## Problem requirements
List every line below containing "gastonfournier".

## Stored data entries
PR #87, opened 2023-11-15
feat: add warnings as errors in tests proj and fix context possibly b…

daveleek:
add warnings as errors in tests proj as well and fix context possibly being null


sighphyre (approved):
Nice!

PR #88, opened 2023-11-15
chore: rename everything to Yggrrasil rather than Unleash in ruby engine

sighphyre:
Big rename of all the ruby implementations from UnleashEngine to Yggdrasil engine, to keep it inline with .NET and our naming strategy


gastonfournier (approved):
LG!

PR #90, opened 2023-11-15
chore(java): java 8 support

gastonfournier:
This adds Java 8 target to be able to import the engine in Java 8 projects


sighphyre (approved):
Nice, simpler than I expected!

## Answer section
gastonfournier (approved):
gastonfournier:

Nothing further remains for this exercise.